RECORDS TO PROCESS:

┌──

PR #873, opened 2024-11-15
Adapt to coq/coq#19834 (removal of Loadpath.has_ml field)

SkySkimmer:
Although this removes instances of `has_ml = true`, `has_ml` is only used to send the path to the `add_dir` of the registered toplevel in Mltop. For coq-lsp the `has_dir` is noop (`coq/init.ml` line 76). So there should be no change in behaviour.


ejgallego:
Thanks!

└──
┌──

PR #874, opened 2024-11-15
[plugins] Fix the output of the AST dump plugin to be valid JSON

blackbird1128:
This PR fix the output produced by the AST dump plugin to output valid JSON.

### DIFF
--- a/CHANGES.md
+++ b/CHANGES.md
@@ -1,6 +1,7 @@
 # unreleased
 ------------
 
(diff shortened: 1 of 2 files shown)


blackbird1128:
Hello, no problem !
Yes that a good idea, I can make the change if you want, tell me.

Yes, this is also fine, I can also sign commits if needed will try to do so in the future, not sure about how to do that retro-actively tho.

└──
┌──

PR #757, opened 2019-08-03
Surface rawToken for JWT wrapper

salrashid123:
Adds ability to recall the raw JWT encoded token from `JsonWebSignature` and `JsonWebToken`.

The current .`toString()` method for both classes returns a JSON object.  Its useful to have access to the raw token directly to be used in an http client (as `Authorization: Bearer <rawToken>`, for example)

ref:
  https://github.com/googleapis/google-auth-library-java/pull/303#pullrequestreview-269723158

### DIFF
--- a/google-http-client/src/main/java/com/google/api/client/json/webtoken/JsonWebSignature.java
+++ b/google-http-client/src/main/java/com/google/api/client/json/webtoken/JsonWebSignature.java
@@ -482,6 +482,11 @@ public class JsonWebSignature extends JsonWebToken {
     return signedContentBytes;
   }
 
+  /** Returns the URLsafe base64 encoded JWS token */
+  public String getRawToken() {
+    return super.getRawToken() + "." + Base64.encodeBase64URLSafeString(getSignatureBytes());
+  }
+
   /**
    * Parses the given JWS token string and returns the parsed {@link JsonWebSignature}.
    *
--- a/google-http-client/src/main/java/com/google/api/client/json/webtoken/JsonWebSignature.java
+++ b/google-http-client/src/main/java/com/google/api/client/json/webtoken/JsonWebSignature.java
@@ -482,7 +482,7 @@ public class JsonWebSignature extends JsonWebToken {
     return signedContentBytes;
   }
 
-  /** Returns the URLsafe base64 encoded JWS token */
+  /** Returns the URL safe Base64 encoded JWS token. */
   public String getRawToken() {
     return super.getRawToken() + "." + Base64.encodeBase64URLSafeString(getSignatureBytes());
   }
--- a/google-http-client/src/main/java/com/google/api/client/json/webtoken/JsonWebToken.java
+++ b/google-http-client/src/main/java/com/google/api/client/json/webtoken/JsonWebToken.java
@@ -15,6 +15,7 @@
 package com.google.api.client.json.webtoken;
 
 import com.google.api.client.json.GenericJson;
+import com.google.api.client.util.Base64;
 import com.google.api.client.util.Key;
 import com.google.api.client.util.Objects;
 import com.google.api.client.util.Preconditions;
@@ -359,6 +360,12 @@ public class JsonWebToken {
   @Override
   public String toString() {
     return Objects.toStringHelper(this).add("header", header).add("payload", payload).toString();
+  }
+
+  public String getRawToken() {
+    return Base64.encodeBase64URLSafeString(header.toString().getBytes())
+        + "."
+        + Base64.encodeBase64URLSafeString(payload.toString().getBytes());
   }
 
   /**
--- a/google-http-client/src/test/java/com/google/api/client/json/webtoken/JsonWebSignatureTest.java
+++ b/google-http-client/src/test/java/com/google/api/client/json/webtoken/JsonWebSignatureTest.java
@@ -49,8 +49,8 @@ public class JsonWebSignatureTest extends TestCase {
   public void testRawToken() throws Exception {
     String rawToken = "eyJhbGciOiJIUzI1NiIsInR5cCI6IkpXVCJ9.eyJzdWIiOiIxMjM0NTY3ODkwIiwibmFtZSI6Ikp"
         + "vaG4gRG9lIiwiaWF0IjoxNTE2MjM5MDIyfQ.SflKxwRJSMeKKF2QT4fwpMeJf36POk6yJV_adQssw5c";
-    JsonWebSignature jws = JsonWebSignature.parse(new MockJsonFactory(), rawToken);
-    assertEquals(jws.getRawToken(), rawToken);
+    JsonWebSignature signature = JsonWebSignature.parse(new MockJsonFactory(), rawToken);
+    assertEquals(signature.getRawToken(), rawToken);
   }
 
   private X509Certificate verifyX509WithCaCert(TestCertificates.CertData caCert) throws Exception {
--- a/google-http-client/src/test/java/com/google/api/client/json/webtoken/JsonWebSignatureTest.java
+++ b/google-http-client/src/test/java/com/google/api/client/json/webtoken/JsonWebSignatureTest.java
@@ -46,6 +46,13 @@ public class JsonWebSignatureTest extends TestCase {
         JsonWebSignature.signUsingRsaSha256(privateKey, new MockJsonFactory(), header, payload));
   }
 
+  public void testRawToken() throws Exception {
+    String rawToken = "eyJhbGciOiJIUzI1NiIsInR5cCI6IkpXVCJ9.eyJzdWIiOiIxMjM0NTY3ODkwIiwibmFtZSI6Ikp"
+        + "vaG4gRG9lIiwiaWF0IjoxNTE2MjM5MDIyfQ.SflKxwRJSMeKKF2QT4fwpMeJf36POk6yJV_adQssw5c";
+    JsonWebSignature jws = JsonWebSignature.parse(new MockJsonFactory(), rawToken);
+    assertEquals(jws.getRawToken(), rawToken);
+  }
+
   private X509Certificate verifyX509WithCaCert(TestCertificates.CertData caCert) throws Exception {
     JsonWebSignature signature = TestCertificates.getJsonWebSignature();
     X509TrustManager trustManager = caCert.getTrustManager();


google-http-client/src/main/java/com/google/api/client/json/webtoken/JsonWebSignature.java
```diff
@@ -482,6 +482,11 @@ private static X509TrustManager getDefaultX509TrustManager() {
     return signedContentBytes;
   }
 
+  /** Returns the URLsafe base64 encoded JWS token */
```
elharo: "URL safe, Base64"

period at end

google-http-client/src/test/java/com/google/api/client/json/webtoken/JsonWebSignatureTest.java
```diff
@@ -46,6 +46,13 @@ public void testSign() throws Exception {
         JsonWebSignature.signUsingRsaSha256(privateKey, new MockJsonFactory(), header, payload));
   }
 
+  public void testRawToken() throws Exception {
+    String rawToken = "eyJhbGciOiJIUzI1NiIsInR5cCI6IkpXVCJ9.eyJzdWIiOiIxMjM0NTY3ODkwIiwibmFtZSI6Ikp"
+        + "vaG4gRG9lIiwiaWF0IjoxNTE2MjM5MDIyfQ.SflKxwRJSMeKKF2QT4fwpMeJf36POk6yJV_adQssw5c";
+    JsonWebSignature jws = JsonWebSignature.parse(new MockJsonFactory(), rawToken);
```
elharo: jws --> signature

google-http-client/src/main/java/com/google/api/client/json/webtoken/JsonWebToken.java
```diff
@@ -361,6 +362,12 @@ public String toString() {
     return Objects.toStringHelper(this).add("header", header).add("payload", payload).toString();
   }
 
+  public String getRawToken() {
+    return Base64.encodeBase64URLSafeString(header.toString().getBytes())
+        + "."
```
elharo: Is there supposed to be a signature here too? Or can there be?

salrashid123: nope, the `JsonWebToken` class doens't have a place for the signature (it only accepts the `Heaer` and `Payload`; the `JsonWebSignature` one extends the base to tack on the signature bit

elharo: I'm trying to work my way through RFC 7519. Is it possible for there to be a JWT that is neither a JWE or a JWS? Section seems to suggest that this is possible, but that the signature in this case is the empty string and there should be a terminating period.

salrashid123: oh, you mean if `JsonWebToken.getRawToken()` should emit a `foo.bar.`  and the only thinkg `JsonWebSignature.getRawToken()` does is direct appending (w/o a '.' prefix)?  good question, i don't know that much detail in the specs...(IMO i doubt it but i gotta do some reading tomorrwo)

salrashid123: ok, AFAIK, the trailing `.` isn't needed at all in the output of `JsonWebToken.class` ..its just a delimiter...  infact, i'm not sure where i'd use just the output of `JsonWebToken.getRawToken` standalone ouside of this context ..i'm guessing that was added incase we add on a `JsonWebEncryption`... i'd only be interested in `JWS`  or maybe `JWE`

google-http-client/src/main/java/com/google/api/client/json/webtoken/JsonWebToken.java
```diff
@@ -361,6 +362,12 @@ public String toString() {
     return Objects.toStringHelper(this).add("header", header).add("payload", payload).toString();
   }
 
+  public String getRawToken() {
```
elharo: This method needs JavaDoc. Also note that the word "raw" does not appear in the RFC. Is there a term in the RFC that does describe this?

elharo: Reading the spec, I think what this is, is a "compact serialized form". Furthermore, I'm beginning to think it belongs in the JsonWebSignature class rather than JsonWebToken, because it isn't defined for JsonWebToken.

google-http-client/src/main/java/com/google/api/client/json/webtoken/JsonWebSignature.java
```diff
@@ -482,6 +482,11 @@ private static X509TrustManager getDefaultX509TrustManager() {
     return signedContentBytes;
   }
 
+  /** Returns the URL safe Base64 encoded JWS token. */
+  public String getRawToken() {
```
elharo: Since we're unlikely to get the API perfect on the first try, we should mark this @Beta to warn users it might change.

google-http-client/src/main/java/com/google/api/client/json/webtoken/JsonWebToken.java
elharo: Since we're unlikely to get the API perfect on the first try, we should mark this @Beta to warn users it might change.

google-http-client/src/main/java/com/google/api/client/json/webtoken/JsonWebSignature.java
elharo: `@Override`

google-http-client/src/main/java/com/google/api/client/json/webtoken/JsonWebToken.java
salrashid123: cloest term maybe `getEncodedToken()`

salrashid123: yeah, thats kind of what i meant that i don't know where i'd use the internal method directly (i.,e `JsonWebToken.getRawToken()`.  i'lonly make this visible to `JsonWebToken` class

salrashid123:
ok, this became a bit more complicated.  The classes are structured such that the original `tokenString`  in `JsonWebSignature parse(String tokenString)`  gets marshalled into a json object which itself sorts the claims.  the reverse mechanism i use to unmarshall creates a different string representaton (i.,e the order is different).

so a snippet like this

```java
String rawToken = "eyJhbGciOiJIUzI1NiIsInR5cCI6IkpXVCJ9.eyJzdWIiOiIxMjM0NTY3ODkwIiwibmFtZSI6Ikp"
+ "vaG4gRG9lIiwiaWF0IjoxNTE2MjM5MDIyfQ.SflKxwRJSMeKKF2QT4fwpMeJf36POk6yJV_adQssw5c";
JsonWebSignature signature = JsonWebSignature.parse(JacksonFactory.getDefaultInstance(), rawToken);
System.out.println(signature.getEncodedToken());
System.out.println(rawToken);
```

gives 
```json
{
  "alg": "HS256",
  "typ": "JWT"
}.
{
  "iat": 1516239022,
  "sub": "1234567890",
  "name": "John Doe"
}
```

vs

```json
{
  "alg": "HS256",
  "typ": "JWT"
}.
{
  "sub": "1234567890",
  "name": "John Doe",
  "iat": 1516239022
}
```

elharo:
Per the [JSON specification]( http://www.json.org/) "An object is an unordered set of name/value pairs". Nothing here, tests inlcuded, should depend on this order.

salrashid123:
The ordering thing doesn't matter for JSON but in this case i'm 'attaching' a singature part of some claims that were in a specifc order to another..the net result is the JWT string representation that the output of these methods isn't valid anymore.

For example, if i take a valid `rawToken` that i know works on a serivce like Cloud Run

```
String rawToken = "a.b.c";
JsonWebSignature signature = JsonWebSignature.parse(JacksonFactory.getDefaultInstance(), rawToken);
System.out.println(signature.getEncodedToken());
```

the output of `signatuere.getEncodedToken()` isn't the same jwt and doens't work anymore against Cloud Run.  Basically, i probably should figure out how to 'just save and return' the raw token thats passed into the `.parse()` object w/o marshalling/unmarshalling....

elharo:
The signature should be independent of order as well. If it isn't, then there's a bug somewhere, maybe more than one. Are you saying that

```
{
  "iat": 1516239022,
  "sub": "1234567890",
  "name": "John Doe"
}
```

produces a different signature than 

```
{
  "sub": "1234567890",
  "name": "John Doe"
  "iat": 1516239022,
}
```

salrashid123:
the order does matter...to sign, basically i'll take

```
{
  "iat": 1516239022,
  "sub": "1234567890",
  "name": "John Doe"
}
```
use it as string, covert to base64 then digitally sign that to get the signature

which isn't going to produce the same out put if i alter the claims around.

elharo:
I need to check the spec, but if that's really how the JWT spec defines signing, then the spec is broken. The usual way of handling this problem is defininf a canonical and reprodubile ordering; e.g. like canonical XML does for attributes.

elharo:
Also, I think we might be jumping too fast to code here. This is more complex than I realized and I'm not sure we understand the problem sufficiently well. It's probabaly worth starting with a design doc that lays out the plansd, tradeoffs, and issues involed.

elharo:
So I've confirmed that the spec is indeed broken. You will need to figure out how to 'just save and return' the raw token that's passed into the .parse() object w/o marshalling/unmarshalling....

└──

ABOUT THIS EXERCISE: Every line of the listing above that includes "assertEquals" should be copied out.

FINISHED TASK:
-    assertEquals(jws.getRawToken(), rawToken);
+    assertEquals(signature.getRawToken(), rawToken);
+    assertEquals(jws.getRawToken(), rawToken);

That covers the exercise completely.